WHAT YOU NEED TO DO →
As the answer, give a copy of each line below that includes the word "communicate".

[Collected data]
▬▬▬▬▬▬
PR #1785, opened 2022-02-09
[CIS-1557] Fix channel not removed from channel list when user leaves the channel

nuno-vieira:
### 🔗 Issue Link
CIS-1557

### 🎯 Goal
Change the default logic of `shouldAddNewChannelToList` and `shoudListUpdatedChannel`. Currently, whenever a user removes itself from the channel, the channel is still present in the channel list. This shouldn't be the default use case, because most customers want the opposite to happen. This will reduce the customer support tickets we are having.

### 🛠 Implementation
Move the `DemoApp` implementation to be the default one.

### 🎨 Changes
N/A

### 🧪 Testing
- Go to a channel
- Click on the Debug icon
- Remove yourself from the members
- Channel list should remove the channel

### ☑️ Checklist

### DIFF
--- a/CHANGELOG.md
+++ b/CHANGELOG.md
@@ -3,6 +3,9 @@ The format is based on [Keep a Changelog](https://keepachangelog.com/en/1.0.0/).
 
 # Upcoming
 
+### 🔄 Changed
+- `ChannelListVC` now keeps track of channels where user is a member only instead of all channels loaded in the SDK. [#1785](https://github.com/GetStream/stream-chat-swift/pull/1785)
+
 ### 🐞 Fixed
 - Make SendButton animation overridable [#1781](https://github.com/GetStream/stream-chat-swift/issues/1781)
 - Make ChannelId.rawValue public [#1780](https://github.com/GetStream/stream-chat-swift/pull/1780)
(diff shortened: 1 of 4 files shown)


CHANGELOG.md
```diff
@@ -6,6 +6,7 @@ The format is based on [Keep a Changelog](https://keepachangelog.com/en/1.0.0/).
 ### 🐞 Fixed
 - Make SendButton animation overridable [#1781](https://github.com/GetStream/stream-chat-swift/issues/1781)
 - Make ChannelId.rawValue public [#1780](https://github.com/GetStream/stream-chat-swift/pull/1780)
+- Fix channel not removed from channel list when user leaves the channel [#1785](https://github.com/GetStream/stream-chat-swift/pull/1785)
```
b-onc, line 9: This is not a fix, but a change in behavior: now default behavior is "ChannelListVC keeps track of channels where user is a member" instead of "all channels loaded in the SDK"

nuno-vieira: Hum 🤔 But in one way, this is going to be easier to find and understand if someone is looking for this issue. I'm going to add that to the change section, but it is worth to leave this one on the fix section as well

tbarbugli: please keep it as a fix, the previous implementation did not make any sense

nuno-vieira: @tbarbugli  Yes, we leaving it as a fix  👍

tbarbugli (approved):

evsaev (approved):
Looks good! 🚢 Would be nice to communicate to enterprise customers once this update is released with instructions on how to get the previous behavior back so it's not a surprise for those whose chat is **not** based on current user membership

nuno-vieira:
> Looks good! 🚢 Would be nice to communicate to enterprise customers once this update is released with instructions on how to get the previous behavior back so it's not a surprise for those whose chat is **not** based on current user membership

I'm pretty sure no customer wants this behaviour TBH 🤔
▬▬▬▬▬▬
SOLVED EXERCISE →
Looks good! 🚢 Would be nice to communicate to enterprise customers once this update is released with instructions on how to get the previous behavior back so it's not a surprise for those whose chat is **not** based on current user membership
> Looks good! 🚢 Would be nice to communicate to enterprise customers once this update is released with instructions on how to get the previous behavior back so it's not a surprise for those whose chat is **not** based on current user membership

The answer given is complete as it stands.